_How to complete this task_. Select all lines holding the word "updating" from the entries that follow.

Stored data entries:

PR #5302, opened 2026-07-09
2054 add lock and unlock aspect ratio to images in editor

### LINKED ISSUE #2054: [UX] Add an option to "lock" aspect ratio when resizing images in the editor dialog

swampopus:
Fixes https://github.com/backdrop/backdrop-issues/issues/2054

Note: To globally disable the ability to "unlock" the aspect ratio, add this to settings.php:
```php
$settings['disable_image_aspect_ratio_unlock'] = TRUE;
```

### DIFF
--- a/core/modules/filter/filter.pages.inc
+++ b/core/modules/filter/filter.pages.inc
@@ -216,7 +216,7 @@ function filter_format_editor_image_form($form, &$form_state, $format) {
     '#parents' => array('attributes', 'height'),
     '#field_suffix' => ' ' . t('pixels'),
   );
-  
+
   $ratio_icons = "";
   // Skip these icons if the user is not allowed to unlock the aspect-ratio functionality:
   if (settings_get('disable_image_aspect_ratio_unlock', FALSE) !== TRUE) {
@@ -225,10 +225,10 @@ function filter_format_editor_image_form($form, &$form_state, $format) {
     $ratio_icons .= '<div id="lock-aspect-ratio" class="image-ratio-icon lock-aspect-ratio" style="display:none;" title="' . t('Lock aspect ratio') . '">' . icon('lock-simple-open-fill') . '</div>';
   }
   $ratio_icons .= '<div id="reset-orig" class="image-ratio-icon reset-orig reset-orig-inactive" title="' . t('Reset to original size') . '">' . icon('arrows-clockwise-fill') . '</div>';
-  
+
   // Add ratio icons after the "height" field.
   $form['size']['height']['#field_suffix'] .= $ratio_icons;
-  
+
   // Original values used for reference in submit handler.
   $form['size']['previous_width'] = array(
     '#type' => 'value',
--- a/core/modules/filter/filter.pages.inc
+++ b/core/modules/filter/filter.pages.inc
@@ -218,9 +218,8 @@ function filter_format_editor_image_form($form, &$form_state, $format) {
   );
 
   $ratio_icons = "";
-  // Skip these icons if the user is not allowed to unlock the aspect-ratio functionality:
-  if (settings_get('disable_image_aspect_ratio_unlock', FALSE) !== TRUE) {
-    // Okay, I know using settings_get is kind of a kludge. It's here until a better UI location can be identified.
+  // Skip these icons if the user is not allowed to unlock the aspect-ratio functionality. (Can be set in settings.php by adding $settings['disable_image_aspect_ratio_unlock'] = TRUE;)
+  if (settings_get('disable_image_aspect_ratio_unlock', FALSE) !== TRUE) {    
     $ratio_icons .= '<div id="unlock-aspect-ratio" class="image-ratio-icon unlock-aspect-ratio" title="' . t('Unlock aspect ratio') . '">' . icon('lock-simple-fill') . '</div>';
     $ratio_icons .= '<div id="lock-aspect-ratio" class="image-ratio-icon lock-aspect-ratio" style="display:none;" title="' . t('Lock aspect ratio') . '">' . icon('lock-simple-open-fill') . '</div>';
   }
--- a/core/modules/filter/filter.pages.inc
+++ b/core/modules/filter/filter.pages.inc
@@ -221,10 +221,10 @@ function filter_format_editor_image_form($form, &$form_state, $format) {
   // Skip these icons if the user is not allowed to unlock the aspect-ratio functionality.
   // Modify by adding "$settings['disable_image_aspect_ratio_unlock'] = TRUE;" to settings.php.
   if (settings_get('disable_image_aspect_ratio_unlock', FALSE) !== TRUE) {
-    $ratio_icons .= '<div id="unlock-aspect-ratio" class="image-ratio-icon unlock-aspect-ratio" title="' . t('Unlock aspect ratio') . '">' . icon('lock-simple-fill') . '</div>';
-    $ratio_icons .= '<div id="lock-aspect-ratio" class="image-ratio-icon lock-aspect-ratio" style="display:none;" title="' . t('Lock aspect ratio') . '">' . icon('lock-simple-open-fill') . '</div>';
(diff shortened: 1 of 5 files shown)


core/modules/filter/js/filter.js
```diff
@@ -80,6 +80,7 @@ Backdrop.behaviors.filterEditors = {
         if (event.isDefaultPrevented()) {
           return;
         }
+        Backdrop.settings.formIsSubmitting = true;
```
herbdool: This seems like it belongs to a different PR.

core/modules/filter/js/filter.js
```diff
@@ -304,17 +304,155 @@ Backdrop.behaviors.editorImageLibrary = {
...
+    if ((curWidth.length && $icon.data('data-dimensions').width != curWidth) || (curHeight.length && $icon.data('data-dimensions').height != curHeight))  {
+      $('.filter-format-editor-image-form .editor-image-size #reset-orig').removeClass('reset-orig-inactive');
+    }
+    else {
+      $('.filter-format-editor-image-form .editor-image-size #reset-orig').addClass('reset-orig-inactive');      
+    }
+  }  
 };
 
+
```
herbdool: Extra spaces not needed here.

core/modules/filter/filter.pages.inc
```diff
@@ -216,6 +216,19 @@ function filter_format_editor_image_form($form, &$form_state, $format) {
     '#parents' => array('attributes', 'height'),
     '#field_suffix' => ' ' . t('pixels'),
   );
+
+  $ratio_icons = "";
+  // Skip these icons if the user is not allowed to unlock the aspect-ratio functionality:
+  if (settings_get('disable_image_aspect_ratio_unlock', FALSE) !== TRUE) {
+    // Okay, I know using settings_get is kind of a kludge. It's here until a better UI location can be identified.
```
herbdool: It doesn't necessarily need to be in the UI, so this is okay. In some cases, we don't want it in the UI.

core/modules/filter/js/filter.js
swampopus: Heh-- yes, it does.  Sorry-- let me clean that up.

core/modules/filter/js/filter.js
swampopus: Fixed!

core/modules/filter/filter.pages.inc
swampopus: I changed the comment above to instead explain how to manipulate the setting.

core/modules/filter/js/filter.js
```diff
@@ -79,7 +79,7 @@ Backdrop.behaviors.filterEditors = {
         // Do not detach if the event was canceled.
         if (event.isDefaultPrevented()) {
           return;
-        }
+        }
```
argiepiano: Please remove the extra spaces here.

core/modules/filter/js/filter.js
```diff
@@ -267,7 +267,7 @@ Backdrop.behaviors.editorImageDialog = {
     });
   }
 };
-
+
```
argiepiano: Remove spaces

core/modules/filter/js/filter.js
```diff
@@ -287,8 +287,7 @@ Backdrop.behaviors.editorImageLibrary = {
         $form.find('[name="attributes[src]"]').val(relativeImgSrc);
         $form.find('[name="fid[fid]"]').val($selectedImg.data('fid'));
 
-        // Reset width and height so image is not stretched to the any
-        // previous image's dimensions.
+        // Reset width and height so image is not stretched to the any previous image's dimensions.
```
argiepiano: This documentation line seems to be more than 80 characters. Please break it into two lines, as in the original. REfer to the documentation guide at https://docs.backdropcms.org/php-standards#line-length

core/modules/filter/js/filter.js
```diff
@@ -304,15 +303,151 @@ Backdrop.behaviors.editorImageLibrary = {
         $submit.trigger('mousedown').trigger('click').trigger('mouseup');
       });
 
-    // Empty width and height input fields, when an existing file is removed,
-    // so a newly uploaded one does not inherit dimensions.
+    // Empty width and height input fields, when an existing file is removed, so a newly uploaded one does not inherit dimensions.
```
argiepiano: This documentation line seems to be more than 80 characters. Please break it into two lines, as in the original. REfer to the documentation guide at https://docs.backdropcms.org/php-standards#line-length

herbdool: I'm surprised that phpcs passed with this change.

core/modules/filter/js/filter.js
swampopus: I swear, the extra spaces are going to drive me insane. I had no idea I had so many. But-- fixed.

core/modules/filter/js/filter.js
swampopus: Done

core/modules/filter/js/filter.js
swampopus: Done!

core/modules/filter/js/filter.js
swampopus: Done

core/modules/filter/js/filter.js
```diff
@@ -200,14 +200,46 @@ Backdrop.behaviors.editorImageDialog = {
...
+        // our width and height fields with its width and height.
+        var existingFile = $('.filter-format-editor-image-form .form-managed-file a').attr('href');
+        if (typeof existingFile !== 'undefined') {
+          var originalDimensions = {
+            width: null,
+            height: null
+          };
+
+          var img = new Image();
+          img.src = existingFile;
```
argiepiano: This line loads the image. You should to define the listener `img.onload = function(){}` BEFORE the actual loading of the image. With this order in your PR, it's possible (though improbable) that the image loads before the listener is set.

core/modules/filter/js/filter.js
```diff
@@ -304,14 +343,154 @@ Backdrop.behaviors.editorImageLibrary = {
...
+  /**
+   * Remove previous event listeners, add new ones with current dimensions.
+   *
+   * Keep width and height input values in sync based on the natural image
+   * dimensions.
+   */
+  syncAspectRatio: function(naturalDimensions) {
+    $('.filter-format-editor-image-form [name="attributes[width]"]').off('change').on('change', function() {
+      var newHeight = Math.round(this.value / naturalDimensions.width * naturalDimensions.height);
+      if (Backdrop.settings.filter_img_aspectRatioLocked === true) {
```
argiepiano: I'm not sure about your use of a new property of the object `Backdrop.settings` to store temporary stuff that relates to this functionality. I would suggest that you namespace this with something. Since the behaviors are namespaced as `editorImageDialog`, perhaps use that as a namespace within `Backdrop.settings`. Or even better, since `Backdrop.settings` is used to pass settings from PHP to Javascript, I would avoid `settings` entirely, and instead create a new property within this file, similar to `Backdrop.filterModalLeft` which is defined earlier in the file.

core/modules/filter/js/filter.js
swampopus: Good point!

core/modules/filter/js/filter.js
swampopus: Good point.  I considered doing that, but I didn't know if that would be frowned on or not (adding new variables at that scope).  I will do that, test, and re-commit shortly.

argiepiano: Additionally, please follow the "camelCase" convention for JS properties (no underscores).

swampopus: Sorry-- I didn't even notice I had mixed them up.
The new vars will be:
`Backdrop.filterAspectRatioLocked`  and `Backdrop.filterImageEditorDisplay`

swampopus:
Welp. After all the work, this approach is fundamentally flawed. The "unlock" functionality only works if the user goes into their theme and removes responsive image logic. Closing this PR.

* * *

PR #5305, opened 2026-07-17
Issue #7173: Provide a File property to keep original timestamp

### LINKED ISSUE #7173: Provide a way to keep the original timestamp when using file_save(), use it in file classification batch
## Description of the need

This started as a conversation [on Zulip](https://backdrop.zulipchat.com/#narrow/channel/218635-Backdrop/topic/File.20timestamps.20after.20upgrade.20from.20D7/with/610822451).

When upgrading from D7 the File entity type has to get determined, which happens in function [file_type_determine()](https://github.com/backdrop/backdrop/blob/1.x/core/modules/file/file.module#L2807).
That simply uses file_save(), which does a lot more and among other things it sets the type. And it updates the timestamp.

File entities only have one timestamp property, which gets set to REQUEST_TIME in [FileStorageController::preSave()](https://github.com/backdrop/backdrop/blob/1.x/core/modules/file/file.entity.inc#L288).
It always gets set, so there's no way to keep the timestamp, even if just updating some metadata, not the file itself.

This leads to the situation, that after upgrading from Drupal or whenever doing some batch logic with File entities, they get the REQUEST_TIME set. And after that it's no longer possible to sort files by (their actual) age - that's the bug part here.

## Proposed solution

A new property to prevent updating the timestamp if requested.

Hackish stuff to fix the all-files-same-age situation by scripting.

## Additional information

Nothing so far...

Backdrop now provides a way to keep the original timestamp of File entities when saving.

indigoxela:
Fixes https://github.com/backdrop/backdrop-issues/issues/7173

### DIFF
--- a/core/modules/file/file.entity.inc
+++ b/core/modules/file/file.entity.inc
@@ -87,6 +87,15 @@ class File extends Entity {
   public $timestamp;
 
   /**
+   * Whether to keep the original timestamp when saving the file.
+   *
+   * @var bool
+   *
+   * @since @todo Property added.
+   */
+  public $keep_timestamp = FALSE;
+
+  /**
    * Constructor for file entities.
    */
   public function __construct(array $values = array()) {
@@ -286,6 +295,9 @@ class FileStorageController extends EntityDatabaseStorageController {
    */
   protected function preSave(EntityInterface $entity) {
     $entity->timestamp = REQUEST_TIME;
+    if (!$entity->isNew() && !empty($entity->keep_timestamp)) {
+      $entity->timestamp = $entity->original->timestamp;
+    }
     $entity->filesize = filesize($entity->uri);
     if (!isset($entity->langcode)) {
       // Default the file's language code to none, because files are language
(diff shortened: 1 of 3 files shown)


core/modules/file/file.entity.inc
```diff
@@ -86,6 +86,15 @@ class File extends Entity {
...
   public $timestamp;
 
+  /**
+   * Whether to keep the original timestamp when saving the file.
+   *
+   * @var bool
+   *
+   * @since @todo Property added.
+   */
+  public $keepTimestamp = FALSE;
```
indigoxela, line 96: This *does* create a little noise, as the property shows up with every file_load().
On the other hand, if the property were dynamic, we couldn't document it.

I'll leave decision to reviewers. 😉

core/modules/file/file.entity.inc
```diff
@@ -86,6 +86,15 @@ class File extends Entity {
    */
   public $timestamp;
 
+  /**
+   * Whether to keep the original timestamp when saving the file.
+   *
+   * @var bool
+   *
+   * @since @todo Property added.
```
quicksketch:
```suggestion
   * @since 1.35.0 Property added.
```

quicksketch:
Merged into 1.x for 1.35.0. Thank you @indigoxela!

* * *

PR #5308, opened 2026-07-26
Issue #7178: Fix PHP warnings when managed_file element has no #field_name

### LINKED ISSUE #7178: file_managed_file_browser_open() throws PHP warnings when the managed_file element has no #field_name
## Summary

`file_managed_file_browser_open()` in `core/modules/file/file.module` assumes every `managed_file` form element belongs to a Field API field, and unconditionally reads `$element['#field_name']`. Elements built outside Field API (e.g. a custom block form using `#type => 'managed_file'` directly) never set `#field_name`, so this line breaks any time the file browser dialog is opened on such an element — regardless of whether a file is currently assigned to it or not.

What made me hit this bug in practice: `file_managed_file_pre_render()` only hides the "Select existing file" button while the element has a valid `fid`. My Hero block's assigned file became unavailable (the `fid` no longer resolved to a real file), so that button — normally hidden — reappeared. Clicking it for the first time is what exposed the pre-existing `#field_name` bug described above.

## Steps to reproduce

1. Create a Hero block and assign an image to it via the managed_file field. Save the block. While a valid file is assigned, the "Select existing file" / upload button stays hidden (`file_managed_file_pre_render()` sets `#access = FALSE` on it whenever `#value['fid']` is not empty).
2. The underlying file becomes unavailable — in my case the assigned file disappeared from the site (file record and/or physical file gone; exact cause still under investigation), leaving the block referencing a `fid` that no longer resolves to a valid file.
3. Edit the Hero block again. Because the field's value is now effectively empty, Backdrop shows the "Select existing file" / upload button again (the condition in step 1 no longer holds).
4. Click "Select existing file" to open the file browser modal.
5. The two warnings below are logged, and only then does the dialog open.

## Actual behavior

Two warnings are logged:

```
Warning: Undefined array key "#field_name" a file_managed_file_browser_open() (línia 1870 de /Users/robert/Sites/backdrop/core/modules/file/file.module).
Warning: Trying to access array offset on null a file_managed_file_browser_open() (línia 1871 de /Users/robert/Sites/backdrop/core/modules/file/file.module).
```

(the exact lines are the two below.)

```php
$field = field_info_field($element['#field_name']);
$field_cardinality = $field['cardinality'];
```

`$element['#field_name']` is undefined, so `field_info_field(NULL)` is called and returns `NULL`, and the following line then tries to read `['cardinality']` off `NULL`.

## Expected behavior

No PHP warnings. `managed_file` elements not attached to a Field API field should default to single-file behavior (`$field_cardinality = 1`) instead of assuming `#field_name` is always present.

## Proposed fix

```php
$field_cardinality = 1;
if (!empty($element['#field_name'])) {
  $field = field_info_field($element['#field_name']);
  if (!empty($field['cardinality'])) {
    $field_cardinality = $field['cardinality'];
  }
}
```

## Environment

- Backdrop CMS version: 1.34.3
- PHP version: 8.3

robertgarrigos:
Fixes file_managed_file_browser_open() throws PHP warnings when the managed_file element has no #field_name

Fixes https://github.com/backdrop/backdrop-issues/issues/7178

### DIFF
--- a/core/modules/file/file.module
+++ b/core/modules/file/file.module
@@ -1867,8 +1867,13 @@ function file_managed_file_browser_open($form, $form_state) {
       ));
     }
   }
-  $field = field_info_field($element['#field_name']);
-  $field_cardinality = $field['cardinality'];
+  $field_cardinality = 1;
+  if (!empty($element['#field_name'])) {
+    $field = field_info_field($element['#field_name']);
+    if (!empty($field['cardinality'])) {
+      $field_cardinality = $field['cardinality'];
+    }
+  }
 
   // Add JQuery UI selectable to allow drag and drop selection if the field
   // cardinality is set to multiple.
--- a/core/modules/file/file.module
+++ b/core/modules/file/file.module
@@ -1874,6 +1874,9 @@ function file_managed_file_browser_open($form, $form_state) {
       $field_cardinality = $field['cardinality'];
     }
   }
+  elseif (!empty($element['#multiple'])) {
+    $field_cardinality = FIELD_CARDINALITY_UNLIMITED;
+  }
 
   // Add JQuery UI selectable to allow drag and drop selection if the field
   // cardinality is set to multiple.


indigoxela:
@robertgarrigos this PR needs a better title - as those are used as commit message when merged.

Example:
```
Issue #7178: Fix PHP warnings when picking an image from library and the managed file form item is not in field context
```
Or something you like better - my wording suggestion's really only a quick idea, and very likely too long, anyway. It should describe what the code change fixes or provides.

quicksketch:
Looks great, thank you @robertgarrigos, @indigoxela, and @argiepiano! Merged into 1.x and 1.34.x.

_Expected answer_.
It always gets set, so there's no way to keep the timestamp, even if just updating some metadata, not the file itself.
A new property to prevent updating the timestamp if requested.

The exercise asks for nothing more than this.